(Beginning of SUPPLIED RECORDS)

PR #2834, opened 2022-09-30
fix(application-config): enable proper type inference in permission keys and resource accesses formatters

kark:
#### Summary

Currently the output type of  e.g. `entryPointUriPathToResourceAccesses` function does not work as expected.
Screenshot 2022-09-30 at 11 16 24

The goal of this PR is to fix that. 

I had to refactor a little the `Split` utility type taken from the `type-fest` library to work well in our case.

Refactoring [this test](https://github.com/commercetools/merchant-center-application-kit/blob/af9f6681dcd5d28ba036c5fd07140cbf904a3c52/packages/application-config/src/formatters.spec.ts#L22:L55) to enable static type checking (without any type assertion) turned out to be a bigger challenge than this fix 😕, so I left this test as is.

To play with this PR you might want to use [this playground](https://codesandbox.io/s/typescript-playground-export-forked-u297ue)

### DIFF
--- a/packages/application-config/src/formatters.spec.ts
+++ b/packages/application-config/src/formatters.spec.ts
@@ -5,7 +5,7 @@ describe.each`
   ${'avengers'}     | ${'Avengers'}
   ${'the-avengers'} | ${'TheAvengers'}
   ${'the_avengers'} | ${'The_Avengers'}
-  ${'avengers-01'}  | ${'Avengers01'}
+  ${'avengers-01'}  | ${'Avengers/01'}
   ${'avengers_01'}  | ${'Avengers_01'}
 `(
   'formatting the entryPointUriPath "$entryPointUriPath" to a resource access key "$formattedResourceAccessKey"',
@@ -26,7 +26,7 @@ describe.each`
   ${'avengers'}     | ${'Avengers'}              | ${['books']}              | ${'AvengersBooks'}
   ${'the-avengers'} | ${'TheAvengers'}           | ${['the-books']}          | ${'TheAvengersTheBooks'}
   ${'the_avengers'} | ${'The_Avengers'}          | ${['the_books']}          | ${'The_AvengersThe_Books'}
-  ${'avengers-01'}  | ${'Avengers01'}            | ${['books-01']}           | ${'Avengers01Books01'}
+  ${'avengers-01'}  | ${'Avengers/01'}           | ${['books-01']}           | ${'Avengers/01Books01'}
   ${'avengers_01'}  | ${'Avengers_01'}           | ${['books_01']}           | ${'Avengers_01Books_01'}
 `(
   'formatting the entryPointUriPath "$entryPointUriPath" with additional permission names "$additionalPermissionNames" to a resource access key "$formattedResourceAccessKey" and "$formattedResourceAccessKeyAdditionalNames"',
--- a/packages/application-config/src/formatters.spec.ts
+++ b/packages/application-config/src/formatters.spec.ts
@@ -22,18 +22,18 @@ describe.each`
 );
 
 describe.each`
-  entryPointUriPath | formattedResourceAccessKey | additionalPermissionNames | formattedResourceAccessKeyAdditionalNames
-  ${'avengers'}     | ${'Avengers'}              | ${['books']}              | ${'AvengersBooks'}
-  ${'the-avengers'} | ${'TheAvengers'}           | ${['the-books']}          | ${'TheAvengersTheBooks'}
-  ${'the_avengers'} | ${'The_Avengers'}          | ${['the-books']}          | ${'The_AvengersTheBooks'}
-  ${'avengers-01'}  | ${'Avengers/01'}           | ${['books-01']}           | ${'Avengers/01Books01'}
-  ${'avengers_01'}  | ${'Avengers_01'}           | ${['books-01']}           | ${'Avengers_01Books01'}
+  entryPointUriPath | formattedResourceAccessKey | permissionGroupNames | formattedResourceAccessKeyAdditionalNames
+  ${'avengers'}     | ${'Avengers'}              | ${['books']}         | ${'AvengersBooks'}
+  ${'the-avengers'} | ${'TheAvengers'}           | ${['the-books']}     | ${'TheAvengersTheBooks'}
+  ${'the_avengers'} | ${'The_Avengers'}          | ${['the-books']}     | ${'The_AvengersTheBooks'}
+  ${'avengers-01'}  | ${'Avengers/01'}           | ${['the-movies']}    | ${'Avengers/01TheMovies'}
+  ${'avengers_01'}  | ${'Avengers_01'}           | ${['the-movies']}    | ${'Avengers_01TheMovies'}
 `(
-  'formatting the entryPointUriPath "$entryPointUriPath" with additional permission names "$additionalPermissionNames" to a resource access key "$formattedResourceAccessKey" and "$formattedResourceAccessKeyAdditionalNames"',
+  'formatting the entryPointUriPath "$entryPointUriPath" with additional permission group names "$permissionGroupNames" to a resource access key "$formattedResourceAccessKey" and "$formattedResourceAccessKeyAdditionalNames"',
   ({
     entryPointUriPath,
     formattedResourceAccessKey,
-    additionalPermissionNames,
+    permissionGroupNames,
     formattedResourceAccessKeyAdditionalNames,
   }) => {
     it(`should format correctly`, () => {
@@ -44,7 +44,7 @@ describe.each`
       expect(
         entryPointUriPathToPermissionKeys(
           entryPointUriPath,
-          additionalPermissionNames
+          permissionGroupNames
         )
       ).toEqual({
         View: `View${formattedResourceAccessKey}`,
--- a/packages/application-config/src/formatters.spec.ts
+++ b/packages/application-config/src/formatters.spec.ts
@@ -25,7 +25,7 @@ describe.each`
   entryPointUriPath | formattedResourceAccessKey | additionalPermissionNames | formattedResourceAccessKeyAdditionalNames
   ${'avengers'}     | ${'Avengers'}              | ${['books']}              | ${'AvengersBooks'}
   ${'the-avengers'} | ${'TheAvengers'}           | ${['the-books']}          | ${'TheAvengersTheBooks'}
-  ${'the_avengers'} | ${'The_Avengers'}          | ${['the_books']}          | ${'The_AvengersThe_Books'}
+  ${'the_avengers'} | ${'The_Avengers'}          | ${['the_books']}          | ${'The_AvengersThe_books'}
   ${'avengers-01'}  | ${'Avengers/01'}           | ${['books-01']}           | ${'Avengers/01Books01'}
   ${'avengers_01'}  | ${'Avengers_01'}           | ${['books_01']}           | ${'Avengers_01Books_01'}
 `(
--- a/packages/application-config/src/formatters.spec.ts
+++ b/packages/application-config/src/formatters.spec.ts
@@ -25,9 +25,9 @@ describe.each`
   entryPointUriPath | formattedResourceAccessKey | additionalPermissionNames | formattedResourceAccessKeyAdditionalNames
   ${'avengers'}     | ${'Avengers'}              | ${['books']}              | ${'AvengersBooks'}
   ${'the-avengers'} | ${'TheAvengers'}           | ${['the-books']}          | ${'TheAvengersTheBooks'}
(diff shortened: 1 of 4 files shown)


packages/application-config/src/formatters.ts
```diff
@@ -44,15 +45,7 @@ const formatEntryPointUriPathToResourceAccessKey = (
...
     .split('-')
-    .map((word, i) => {
-      // Regex below checking if the character is numeric.
-      // If the word after the hyphen is numeric, replace the hyphen with a forward slash.
-      // If not, omit the hyphen and uppercase the first character
-      if (i > 0 && /^-?\d+$/.test(word[0])) {
-        return `/${word}`;
-      }
-      return upperFirst(word);
-    })
```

(End of SUPPLIED RECORDS)

Your answer must be a copy of every line in the data above that holds the string "numeric".

* [YOUR RESPONSE]:
-      // Regex below checking if the character is numeric.
-      // If the word after the hyphen is numeric, replace the hyphen with a forward slash.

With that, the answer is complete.